An employee at a stone masonry developed silicosis after his employer failed to protect him from the effects of silica dust in the workplace. How could the employer have controlled exposure to this harmful dust?

Work at the premises of GO Stonemasonry Ltd (GOS) created respirable crystalline silica (RCS) dust. Following exposure to RCS at work, one of its employees developed silicosis, a type of irreversible pulmonary fibrosis.

Silica is a natural material found in stone, sand, brick, tiles and concrete. RCS is released when the material is cut, sanded, abraded or carved, creating fine particles of dust that get deep into the lungs and stay there. Its impact on workers’ health is well known in the construction and related industries. As well as silicosis, exposure to RCS can cause chronic obstructive pulmonary disease, such as bronchitis and emphysema, and lung cancer.

Appropriate control measures include damping down materials, enclosing processes where possible, and providing dust extraction systems and suitable respiratory protective equipment (RPE). Health surveillance is also required due to the serious health risks of exposure.

The HSE’s investigation found that GOS had been cutting and working with stone for several years without any suitable and sufficient dust extraction. The company failed to ensure that RPE was adequately controlling workers’ exposure to RCS. In addition to having no appropriate work processes, systems or control measures in place, the company had no health surveillance to identify the early signs of effects on workers’ health.

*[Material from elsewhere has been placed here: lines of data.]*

Issue #4829, opened 2019-12-21
please add the build dependencies back to pyproject.toml


AlJohri:
Please add the build dependencies back to pyproject.toml or remove the file altogether. I need to install the package from source and I want to do it in a single step using `pip install git+https://...`.

As you can see below, I forked the repo and added the build dependencies back in which fixed the installation via pip.

## How to reproduce the problem

FAILS:
```
.venv/bin/pip install git+https://github.com/explosion/spaCy
```

WORKS:

```bash
.venv/bin/pip install git+https://github.com/AlJohri/spaCy
```

My fork has a single commit which adds the build dependencies back to pyproject.toml: https://github.com/AlJohri/spaCy/commit/8156172ef4d14ef7bca14792a394a88fe5ab0a69

## Your Environment

`$ .venv/bin/python -m spacy info --markdown`

* **spaCy version:** 2.2.3
* **Platform:** Darwin-18.7.0-x86_64-i386-64bit
* **Python version:** 3.7.5

cc @ines

ines:
I'd be happy to remove the `pyproject.toml` alltogether for now. I'll need to find the original issue, but I think we initially added it because a user requested it for a specific use case.

But it turned out to not really be feasible to list the build dependencies in *yet another* place. A single out-of-sync version pin can easily cause a lot of headache, so ideally, we'd only want to list dependencies in the `setup.cfg` and `requirements.txt`.

AlJohri:
@ines sure I think that works. let me try removing the `pyproject.toml` file in my fork and seeing if that facilitates the direct pip install from git

b-long:
@AlJohri Any luck?

AlJohri:
sorry, not yet- will do that this weekend

AlJohri:
@ines Unfortunately, running `.venv/bin/pip install git+https://github.com/AlJohri/spaCy` doesn't install the build dependencies. I think build dependencies can only be specified using PEP 518 (using the pyproject.toml).

To get it to work _without_ the `pyproject.toml` file, I had to run the following commands. This still requires running two separate commands and doesn't inside of a single requirements.txt file.

```bash
.venv/bin/pip install -r <(curl -s https://raw.githubusercontent.com/explosion/spaCy/master/requirements.txt)
.venv/bin/pip install git+https://github.com/AlJohri/spaCy
```

[...]

PR #5008, opened 2020-02-12
Re-add pyproject.toml and add tests for dependency version consistency

svlandeg:
## Description
Fixes https://github.com/explosion/spaCy/issues/4829: bring back the build dependencies in `pyproject.toml`.

On @ines' suggestion, written a unit test that checks the versions of the libraries in `requirements.txt`, `setup.cfg` and `pyproject.toml`, and if not throws an error such as 
```
> assert (lib+v) == (lib+req_v)   # if fail: pyproject.toml & requirements.txt have conflicting versions
E  AssertionError: assert 'cymem>=2.1' == 'cymem>=2.0.2,<2.1.0'

test_requirements.py:54: AssertionError
```

The unit test is kind of ad-hoc and the parsing with regular expressions kind of crude, but I think it does the trick.

### Types of change
enhancement

## Checklist


svlandeg:
Ah, hm, `requirements.txt` is found by the CLI :|

spacy/tests/test_requirements.py
```diff
@@ -0,0 +1,59 @@
...
+    for line in lines:
+        line = line.strip()
+        if not line.startswith("#"):
+            lib, v = _parse_req(line)
+            if lib and lib not in libs_ignore_requirements:
+                req_dict[lib] = v
+
+    # check setup.cfg and compare to requirements.txt
+    # also fails when there are missing or additional libs
+    setup_file = root_dir / "setup.cfg"
```
ines: Not sure how much this helps, but Python's [configparser](https://docs.python.org/3/library/configparser.html) should be able to read the `.cfg` files. I think this might let us drop some of the hack code here?

spacy/tests/test_requirements.py
```diff
@@ -0,0 +1,59 @@
...
+    with setup_file.open() as f:
+        lines = f.readlines()
+    setup_keys = set()
+    for line in lines:
+        line = line.strip()
+        if not line.startswith("#"):
+            lib, v = _parse_req(line)
+            if lib and not lib.startswith("cupy") and lib not in libs_ignore_setup:
+                req_v = req_dict.get(lib, None)
+                assert req_v is not None    # if fail: setup.cfg contains a lib not in requirements.txt
```
ines: I guess we might as well add a message here (and the other asserts) so the output is easier to read and understand if it fails?

```suggestion
                assert req_v is not None, "in setup.cfg but not in requirements.txt: {}".format(req_v)
```

ines:
Can we add the `requirements.txt` and `pyproject.toml` to the `MANIFEST.in` so it's included in the package?

svlandeg:
> 
> Can we add the `requirements.txt` and `pyproject.toml` to the `MANIFEST.in` so it's included in the package?

Sure, if that doesn't have any other undesired effects? Will have a go. Thanks for the review!

spacy/tests/test_requirements.py
svlandeg: You mean you're not a huge fan of the hacky regular expressions? :-)

ines: Well, not if they're already built into the standard library 😛

spacy/tests/test_requirements.py
```diff
@@ -0,0 +1,59 @@
...
+from pathlib import Path
+
+
+def test_build_dependencies(en_vocab):
+    # Check that library requirements are pinned exactly the same across different setup files.
+    libs_ignore_requirements = ["pytest", "pytest-timeout", "mock", "flake8", "jsonschema"]
+    libs_ignore_setup = ["fugashi", "natto-py", "pythainlp"]
+
+    # check requirements.txt
+    root_dir = Path(__file__).parent.parent.parent
```
ines: I think if the file is included in the package, it will be at the package root, so:

```suggestion
    root_dir = Path(__file__).parent.parent
```

svlandeg: Hm. But then it wouldn't run locally ?

spacy/tests/test_requirements.py
```diff
@@ -0,0 +1,77 @@
...
+            lines = f.readlines()
+    except FileNotFoundError as e:
+        try:
+            # for local usage
+            root_dir = Path(__file__).parent.parent.parent
+            req_file = root_dir / "requirements.txt"
+            with req_file.open() as f:
+                lines = f.readlines()
+        except FileNotFoundError as e:
+            # where areth thou ?
```
ines: 😂

If it turns out we need these conditions, we could probably simplify this part and avoid the `try`/`excepts`:

```python
roots = [Path(__file__).parent.parent, Path(__file__).parent.parent.parent]  # or whatever
for root_dir in roots:
    req_file = root_dir / "requirements.txt"
    if req_file.exists():
        # read file etc.
        break
```

spacy/tests/test_requirements.py
svlandeg: I will clean this code up once we figure out the trouble with the CI ;-)

PR #5017, opened 2020-02-14
Update streamlit app

chkoar:


examples/streamlit_spacy.py
```diff
@@ -79,7 +77,7 @@ def process_text(model_name, text):
     st.header("Named Entities")
     st.sidebar.header("Named Entities")
     label_set = nlp.get_pipe("ner").labels
-    labels = st.sidebar.multiselect("Entity labels", label_set, label_set)
+    labels = st.sidebar.multiselect("Entity labels", options=label_set, default=None)
```
adrianeboyd: Streamlit doesn't handle these options symmetrically, argh. I think what we actually want is:

```
label_set = list(nlp.get_pipe("ner").labels)
labels = st.sidebar.multiselect("Entity labels", options=label_set, default=label_set)
```

chkoar: My first thought it was that we may not interested on all labels. Although streamlit needs a list not a set.

adrianeboyd: For the demo I think it should start out with all labels.

`label_set` is just a confusing variable name. `nlp.get_pipe("ner").labels` returns a tuple. `options` gets cast internally to a list but `defaults` doesn't.

chkoar: Yeap. Although, in their doc's they explicitly describe that they need a list of strings or None. I may send a PR.

adrianeboyd: Yeah, it's just kind of unexpected. (In any case, thanks for taking the time to update this!)

ines:
Thanks a lot! 👍 (Only made a few small formatting changes.)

GOS pleaded guilty to breaching its duty under s.2(1) Health and Safety at Work etc. Act 1974, to ensure, so far as is reasonably practicable, the health, safety and welfare at work of its employees. It was fined £8,000 and ordered to pay costs of £10,000.

Despite the well-known risks in the industry of exposure to silica dust, this employer did not have appropriate measures in place to control the risks of its workers developing serious health problems. Measures such as damping down materials, dust extraction systems and RPE should have been used, and health surveillance should have been carried out regularly to spot any early signs of illness.